5. Term and Good Faith

(a) In consideration hereof and of the time and resources that RGBP will devote to the various investigations and reviews undertaken by RGBP, it is agreed by the Parties that Canary, LLC and each of their respective affiliates, directors, officers, employees, representatives and agents will not, directly or indirectly, solicit, initiate, enter into or continue any discussions or transactions with, or encourage, or provide any information to any person or entity with respect to any proposal pursuant to which (i) Canary would obtain any debt or equity capital or (ii) Canary would be acquired, whether through a purchase, acquisition, tender offer, consolidation or other business combination or (ii) either of Canary or LLC would enter into any transaction or arrangement or otherwise approve any transaction which would result in any third party acquiring any of the outstanding equity of Canary or (iii) Canary or LLC would license, sell or in any manner encumber any of the intellectual property of Canary between the date of execution by them of this LOI and the date ending 90 days thereafter ( “Term”).

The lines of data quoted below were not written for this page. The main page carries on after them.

PR #1665, opened 2021-10-21
feat: add support for gltf in the streaming pipeline

christjt:
As an intermidiate step I have created a PassThroughCuller which simply schedules all sectors for loading. Can be replaced by new sector culler.

PR #1629, opened 2021-09-29
feat: new sector culler for the v9 file format sector tree

larsmoa:

PR #1674, opened 2021-10-27
experiment: GLTF with new sector culler

larsmoa:
Combination of #1665 and #1629


christjt:
Can we close this @larsmoa ?

PR #1677, opened 2021-11-02
improvement: better shading for ghosted geometry and better render performance

larsmoa:
Disable transparency for ghost mode to improve rendering performance. Improve shading for ghost mode geometry to make it look nicer without transparency.

Before:
image

After:
image


viewer/packages/rendering/src/glsl/base/updateFragmentColor.glsl
```diff
@@ -36,8 +36,8 @@ void updateFragmentColor(
         gl_FragColor = vec4(albedo.rgb * mc.rgb * 1.7, color.a);
     } else if (renderMode == RenderTypeGhost) {
         float amplitude = max(0.0, dot(normal, vec3(0.0, 0.0, 1.0)));
-        vec3 albedo = min(vec3(0.8) * (0.4 + 0.6 * amplitude), 1.0);
-        gl_FragColor = vec4(albedo, 0.2);
+        float s = 0.4 + 0.6 * amplitude;
+        gl_FragColor = vec4(s, s, s, 0.3);
```
christjt, line 40: What are these changes exactly? Is is equivilant?

christjt:
```suggestion
        gl_FragColor = vec4(vec3(s), 0.3);
```

christjt (changes requested):
Looks like a nice change. Not sure what the clients will think as I assume they are accustomed to the "old" way of ghosting, so I guess we will have to wait and see. 

Also, in `materials.ts` we set a `transparent` flag for all out shader materials. I guess these can be removed now?

viewer/packages/rendering/src/glsl/base/updateFragmentColor.glsl
larsmoa: It's changing the shading to basically use the same shading as normal geometry, just in grayscale and without matcap.

christjt (approved):

PR #1678, opened 2021-11-03
fix: Cognite3DModel duplicates node collections that get reassigned style

haakonflatval-cognite:


christjt (changes requested):
Looks good, can you add a visual test as well?

larsmoa (approved):
Great, but mention what the issue is in the title (makes it easier to make a changelog). I suggest that you use the format "fix: [something that the user experienced]"

larsmoa:
> Looks good, can you add a visual test as well?

Not sure I agree that we need one we have unit test?

christjt (approved):

PR #1679, opened 2021-11-03
Fix off-by-one-error in IndexSet

haakonflatval-cognite:
In index set inversion, specifically

Wish that we had just used the first-inclusive-last-exclusive convention for NumericRanges to begin with :/


christjt (approved):

larsmoa:
Would love a unit test and a description of what fails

(b) The Parties agree to negotiate in good faith to enter into a mutually acceptable definitive agreement with regard to the subject matter contemplated by this Letter until the completion of the Term (1/26/2022).

9. Intellectual Property

It is understood that the IP that will be licensed into Canary will originate from Cornell University and specifically from the laboratory of Dr. Shahin Rafii. The final IP will be included in the definitive agreement as an appendix. This IP allows for the creation of patient-derived tumor on vascular nets for in vitro testing of therapeutic agents.
https://sec.report/Document/0001607062-21-000512/


Analysis and Thoughts:

The LOI is the ROADMAP to the Definitive Agreement. The LOI was probably negotiated over a period of several weeks and was probably in negotiations when RGBP provided a Scope of Work order to Biotech Research Group directing Biotech Research Group to perform an independent assessment of work conducted to date on behalf of the Company by the Company’s Contract Research Organization in order to assist the Company in determining what would be the most efficient actions to undertake in order to commercialize the Company’s NR2F6 intellectual property as well as assist the Company with regulatory strategy with regard to the Company’s NR2F6 intellectual property .


The LOI is very specific to what are each party’s rights and obligations. What is very encouraging is the detailed expected milestones, partnerships, FDA, EMA and PDMA approvals. Also the purchase price, fees, milestones payments are very precise as to the reason, time and amount.

One of the most intriguing and interesting pieces of the LOI is that the IP that will be licensed into Canary will originate from Cornell University and specifically from the laboratory of Dr. Shahin Rafii.


While there is no guarantee this will succeed, the LOI was well thought out, negotiated with precision and detail which suggests an increase probability of a successful Definitive Agreement.


If an agreement is reached, it will mean that the 50 million was raised, due diligence completed and RGBP will be off to the races.

We will only find out about it after it happens and there is a very, very strong possibility that the stock price makes a major move and people will be falling all over themselves chasing it.